Since 2005, it has been mandatory for laboratories to provide both serum
creatinine and equation-based GFR estimates for any creatinine prescription in
order to improve CKD diagnosis. Policies regarding evaluation of care including
CKD are currently in progress.
·
In Italy, in March 2007, a report by the Istituto Nazionale di Statistica did not list CKD
among chronic diseases. On September 26th 2007, after a special convention held
in Rome, the Ministry of Health agreed that a public health policy should be
developed to counter this disease. A proposal for a survey on the prevalence of
CKD at community level has been submitted by the Italian Society of Nephrology
to the Ministry of Health and it is possible that this survey will be included
in the framework of an ongoing cardiovascular prevention project of the
Istituto Superiore di Sanità. As for ESRD, reporting on quality of treatment is
still not compulsory.
·
The
UK Renal Registry monitors the quantity and quality of RRT care using electronic
methods of data transfer from hospital based clinical renal IT systems.

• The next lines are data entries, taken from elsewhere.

Issue #17, opened 2024-06-12
Change Go mod spec to 1.22 from 1.22.0


grsubramanian:
We are in the process of incorporating cedar-go into our product.

And we are hitting a snag. Currently, cedar-go specifies a minimum Go version of 1.22.0 in its go.mod file.

Go 1.22.0 seems to have several security vulnerabilities that have since been fixed in higher Go 1.22 versions.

The NHS
Healthcare Commission monitors quality improvement in England & Wales through the UK registry, while NHS Quality Improvement Scotland (QIS) does this
in Scotland. The UK Renal Association has developed detailed guidelines and
standards for audit measures in Renal Services. The NHS in England and also in Wales has published a national service framework for renal services. Although
CKD has hitherto been an under-diagnosed condition, recent changes in the
measurements of the kidney function and the introduction of CKD into the
Quality and Outcomes Framework (QOF), which rewards GPs, have now made the UK a world leader in this field. Under QOF, GPs are now paid partly on the basis of how
well they manage patients with CKD. This helps ensuring that once people are
diagnosed with CKD, they get high quality advice and support in modifying the
lifestyle factors which exacerbate the effects of their diseases. Early figures
indicate that in the year up to to March 2007,the first in which this system
was in operation, roughly 1.5 million people were diagnosed with CKD, creating
an opportunity to provide potentially life-saving advice and treatment. CKD
receives 27 points in QOF, with a further 9 for diabetes directly related to
kidney disease. This significantly supports the implementation of the Renal
National Service Framework (NSF) quality requirements which aim to minimise the
imoact of kidney disease in its early stages.
·
The
Ministry of Health in Norway has started a process to create a national action
plan for CKD, including secondary prevention, dialysis and kidney transplant.
·
The
Austrian Ministry of Health commissioned an institute (OEBIG) to issue an
Austrian Health Plan (OESG).Regulations concerning the provision of ESRD
treatment throughout Austria have been indicated in this Health Plan. The Plan
also stated, that the Austrian Dialysis- and Transplantation Registry (OEDTR)
shall take care of quality assurance in ESRD treatment. The Health Plan found
its way to regional health legislation and planning in all nine Austrian
counties via an agreement between the federal government and the counties, the
so called "§15a-Vereinbarung".
·
In
the Czech Republic, RRT is freely available for all
citizens. The average waiting time for transplantation is about 2 years.
Accessibility of dialysis therapy is possible in 92 dialysis centres; in 2006,
there were 464 pmp under dialysis treatment. The registry of patients (i.e. The
Statistical Yearbook of Dialysis Treatments) is organized by the Czech Society
of Nephrology in cooperation with the Dialysis Centres.
·
There
are no public health policies on CKD or RRT in Estonia and Sweden. We lack
information on all other countries.
·
NephroQUEST
(Jager and
Zoccali, 2007)
is an initiative promoted by the ERA-EDTA registry and co-funded by the
European Commission whose aim is to give assistance in the collection of
clinical performance indicators in RRT comparable at international level.